Well this was specifically about getting into the car. Though thinking about it, and how driver profiles are tied to individual key fobs, it would mean I'd need to get 2 Model3 and 2 ModelY fobs so my wife and I can grab which ever one we're getting into and have it auto-adjust the seat.


----------



## garsh (Apr 4, 2016)

Needsdecaf said:


> Use the Life360 App (or another)


We just use Google Location Sharing - completely free.
Google Maps: Share your real-time location with others


----------



## Bigriver (Jan 26, 2018)

Needsdecaf said:


> Use the Life360 App





garsh said:


> We just use Google Location Sharing


We use Apple's Find Friends. But it is much more laggy and non-precise than the Tesla app.


----------



## SimonMatthews (Apr 20, 2018)

davidviolin said:


> If you have Android you can activate NFC and just hold the phone to the b pillar. That unlocks the car and works surprisingly well.


The problem with this is that you also have to lock the car, which you can easily forget to do if you are used to walk-away locking.


----------



## davidviolin (Jan 18, 2019)

SimonMatthews said:


> The problem with this is that you also have to lock the car, which you can easily forget to do if you are used to walk-away locking.

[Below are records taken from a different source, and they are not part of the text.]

PR #1207, opened 2024-04-09
187263404 v3 DI Notify Slider Animation

tealefristoe:
PT Story: https://www.pivotaltracker.com/story/show/187263404

This PR adds notifications for changing a global's value via the slider play animation button.

Additionally it allows the notification message to be determined with a callback function, rather than being specified at the time `applyUndoableAction` is called. This is sometimes necessary for an accurate message, and is almost always a more natural way of writing the message, so the client can access the state of the model after the action has been performed rather than before.


v3/src/components/slider/use-slider-animation.tsx
```diff
@@ -75,7 +95,8 @@ export const useSliderAnimation = ({sliderModel, running, setRunning}: IUseSlide
     const belowMin = (val: number) => {
       return axisMin
     }
-    sliderModel?.setValue(sliderModel.validateValue(newValue, belowMin, aboveMax))
+    updateSlider(newValue, belowMin, aboveMax)
+    // sliderModel?.setValue(sliderModel.validateValue(newValue, belowMin, aboveMax))
```
kswenson, line 99:
```suggestion
```
You can remove the commented out code now, here and below.

kswenson (approved):
👍 Looks good -- just some commented out code to remove.

PR #1602, opened 2024-11-07
188411147 rename click away

eireland:
Currently, the input status of the attribute header is left in limbo status when user clicks outside the input area. This accepts input changes to attribute header when user clicks outside the input.

Currently, attribute menu only closes on user mouse up outside the attribute menu. This closes attribute menu on user mousedown.

### DIFF
--- a/v3/cypress/support/commands.ts
+++ b/v3/cypress/support/commands.ts
@@ -21,7 +21,7 @@ Cypress.Commands.add("clickWhenClickable", (selector: string, shouldCondition = 
         ensuring the action only happens once the assertion is fully satisfied.
   */
   cy.get(selector).should(shouldCondition).then($el => {
-    cy.wrap($el).click()
+    cy.wrap($el).click({force:true})
   })
 })
 
--- a/v3/src/components/case-tile-common/attribute-header.tsx
+++ b/v3/src/components/case-tile-common/attribute-header.tsx
@@ -61,6 +61,7 @@ export const AttributeHeader = observer(function AttributeHeader({
     prefix: instanceId, dataSet: data, attributeId
   }
   const { attributes, listeners, setNodeRef: setDragNodeRef } = useDraggableAttribute(draggableOptions)
+  useOutsidePointerDown({ ref: inputRef, handler: () => onCloseMenuRef.current?.() })
 
   const setHeaderContentRef = (elt: HTMLDivElement | null) => {
     contentRef.current = elt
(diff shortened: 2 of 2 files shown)


v3/src/components/case-tile-common/attribute-header.tsx
```diff
@@ -60,6 +61,7 @@ export const AttributeHeader = observer(function AttributeHeader({
     prefix: instanceId, dataSet: data, attributeId
   }
   const { attributes, listeners, setNodeRef: setDragNodeRef } = useDraggableAttribute(draggableOptions)
+  useOutsidePointerDown({ ref: inputRef, handler: () => onCloseMenuRef.current?.() })
```
tealefristoe, line 64: I'm surprised to see `inputRef` used as the ref here. I would expect it to be `menuRef` or something similar.

tealefristoe (approved):
Looks good 👍 

I did notice one odd thing I pointed out, but I'm not sure if it's actually a problem or not.

v3/src/components/case-tile-common/attribute-header.tsx
eireland: Good catch! Added a `menuListRef`

v3/src/components/case-tile-common/attribute-header.tsx
```diff
@@ -60,6 +62,7 @@ export const AttributeHeader = observer(function AttributeHeader({
     prefix: instanceId, dataSet: data, attributeId
   }
   const { attributes, listeners, setNodeRef: setDragNodeRef } = useDraggableAttribute(draggableOptions)
+  useOutsidePointerDown({ ref: menuListRef, handler: () => onCloseMenuRef.current?.() })
```
kswenson, line 65: Looks fine (with `menuListRef` rather than `inputRef`, but I note that according to the Chakra docs there's an `onPointerDownOutside` prop to `Menu` that would be worth trying rather than replicating a built-in capability.

kswenson (changes requested):
👍 Looks good, but I suggested a couple of things to look into before deciding whether changes are required.

v3/cypress/support/commands.ts
```diff
@@ -21,7 +21,7 @@ Cypress.Commands.add("clickWhenClickable", (selector: string, shouldCondition =
         ensuring the action only happens once the assertion is fully satisfied.
   */
   cy.get(selector).should(shouldCondition).then($el => {
-    cy.wrap($el).click()
+    cy.wrap($el).click({force:true})
```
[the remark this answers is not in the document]
eireland: table.spec.ts is failing at the "creates tables with new collection name" test at `table.createNewTableFromToolShelf()`

v3/src/components/case-tile-common/attribute-header.tsx
eireland: The `closeOnBlur` prop closes the menu on pointerup. So menu stays open while user is resizing.

kswenson: Apparently I was looking at the v3 Chakra docs, which adds the `onPointerDownOutside` prop to `Menu`, so I guess we're stuck with our own implementation for now.

kswenson (approved):
👍 Looks like the best we can do at this point.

It doesn't auto lock on walk away?


----------



## GDN (Oct 30, 2017)

davidviolin said:


> It doesn't auto lock on walk away?


This isn't the exact example you are referring to, but on iOS if I unlock one car in the garage to get something out and then switch cars in the app and unlock the second car, when I walk away only the second car is going to lock with Walk Away Lock. It doesn't know where I am or that I've walked away for the first car because I changed it in the app. This is definitely another reason this needs some different logic.


----------



## Bigriver (Jan 26, 2018)

davidviolin said:


> It doesn't auto lock on walk away?


I don't know anything about the NFC technology. Is it emulating the key card? If so, walk away lock doesn't work with the key card. And taking off on another permutation of @GDN's example, if I hang around the vicinity of the car too long after arriving home, walk away lock doesn't work when I finally do walk away.


----------



## SimonMatthews (Apr 20, 2018)

davidviolin said:


> It doesn't auto lock on walk away?


Not if you unlocked it using NFC.


----------



## davidviolin (Jan 18, 2019)

Weird. I just tried on my car. Turned off BT, unlocked the car with NFC, started the car w NFC. Then turned on Bluetooth and let car connect to phone while driving. Car locked itself when I walked away.


----------



## GDN (Oct 30, 2017)

davidviolin said:


> Weird. I just tried on my car. Turned off BT, unlocked the car with NFC, started the car w NFC. Then turned on Bluetooth and let car connect to phone while driving. Car locked itself when I walked away.


I'm not sure what is weird about this - it had communication with your Bluetooth - you got out of the car - it knew no one was inside and you walked away. This is how it should work, it won't matter how it was unlocked.

The same is true on the opposite side, walk up and unlock with your bluetooth and then turn your bluetooth off. When you park, get out and walk away, your car will not lock.

The unlock and lock are not related.


----------



## SimonMatthews (Apr 20, 2018)

davidviolin said:


> Weird. I just tried on my car. Turned off BT, unlocked the car with NFC, started the car w NFC. Then turned on Bluetooth and let car connect to phone while driving. Car locked itself when I walked away.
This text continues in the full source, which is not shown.